#### What you have to do
Your response should be every line from the entries that includes the string "feat".
Segment Start: Source material
PR #566, opened 2024-10-30
feat: Ensure the general area has word breaking

### LINKED ISSUE #215: Document view: Text can overlap comment box
If e.g. "Publisher issuing authority" and "Aggregate severity namespace", which are now next to each other, are too long, then it can take up nearly the entire site's width. In this case, the comment box will simply cut it off.

luisa-beerboom:
Closes #215 

Now using grid instead of table in that place since tables have a tendency to expand beyond the parent div's area.


JanHoefelmeyer (changes requested):
image

Could this be adjusted for the other problematic section too?

JanHoefelmeyer (approved):
LGTM & works

PR #579, opened 2024-11-06
feat: Remove multiple tooltips that didn't add new information

### LINKED ISSUE #340: Document View: improve tooltips
The tools tips for the view of a single document should all be checked for usefulness.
Segment End: Source material
#### Reply to the exercise
feat: Ensure the general area has word breaking
feat: Remove multiple tooltips that didn't add new information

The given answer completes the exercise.